The first and more boring option is “more training”.  My very strong impression is that most universities do an at-best indifferent job of briefing incoming board members.  And to the extent they provide this kind of briefing, they tend to focus on what their own institution does, not what the broader sector in which the institution operates looks like.  So improved onboarding and training is an option: in fact, provincial governments could design and mandate a multi-day course for all new board members which covers all the stuff about post-secondary education outside the home institution.  That probably wouldn’t be appreciated by all institutions – anything that makes it harder to recruit board members would probably be resisted – but it would be a step in the right direction.

But here’s another possibility.  Why not make it a criterion on every board to include among the lay members at least one ex-university president and one ex-researcher/administrator – perhaps one that has left academia for the private sector – from other institutions.  That is, people who can provide the board with a broader perspective on how other institutions view similar problems.  I imagine this wouldn’t be completely welcome to all presidents – I can see where having another president on the board might seem threatening to some – but I genuinely think it would improve board performance.

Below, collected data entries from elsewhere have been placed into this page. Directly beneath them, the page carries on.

PR #6189, opened 2024-02-19
Increase interface surface of Veldrid components

smoogipoo:
Prereqs:
- [x] https://github.com/ppy/osu-framework/pull/6187

Some components are generic enough that they don't need to be reimplemented:
- `VeldridShader`
- `VeldridTexture`

These components use `IVeldridRenderer`.

Other components are a bit more specific to `VeldridRenderer` and either need to be reimplemented, or not implemented at all:
- `VeldridVertexBuffer`
- `VeldridFrameBuffer`

These components use `VeldridRenderer`.


bdach:
@smoogipoo I've resolved conflicts here to the best of my judgement but please double-check. Will not be reviewing for a while anyhow.

osu.Framework/Graphics/Veldrid/Buffers/IVeldridVertexBuffer.cs
```diff
@@ -8,8 +8,7 @@
 
 namespace osu.Framework.Graphics.Veldrid.Buffers
 {
-    internal interface IVeldridVertexBuffer<in T> : IVertexBuffer, IDisposable
-        where T : unmanaged, IEquatable<T>, IVertex
+    internal interface IVeldridVertexBuffer : IVertexBuffer, IDisposable
```
bdach, line 11: I assume this interface is really only used in future pulls? I'm not seeing what this gains in the context of this specific one.

I'm aware that this sort of thing is usually an escape hatch maneuver to be able to do limited operations on the interface without having to specify the `<T>`, but it's difficult to see where this is coming from here.

bdach (commented):
Source looks mostly sane

osu.Framework/Graphics/Veldrid/Buffers/IVeldridVertexBuffer.cs
smoogipoo: It actually doesn't seem to be used, for better or worse - `GraphicsPipeline.SetVertexBuffer()` takes in a `DeviceBuffer` which is pretty weird, and it's non-trivial to make it an `IVeldridVertexBuffer` with upcoming changes.

I've reverted this for now, and can redo in the future if needed.

bdach (approved):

Is it a complete fix?  Of course not.  But it’s a reasonable first step until Canadian institutions move towards larger re-thinks on how to make both Boards and Senates more effective.

A quick erratum from last week’s piece on Senates: I said that no new university other than the Technical University of British Columbia had been created without a Senate – in fact, Royal Roads operates without one.  And my chronology on the University of Toronto was off – it did not “retain” unicameral status after Duff-Berdahl; rather, it adopted this structure in 1971, a few years after Duff-Berdahl.  My thanks to those who pointed out the errors.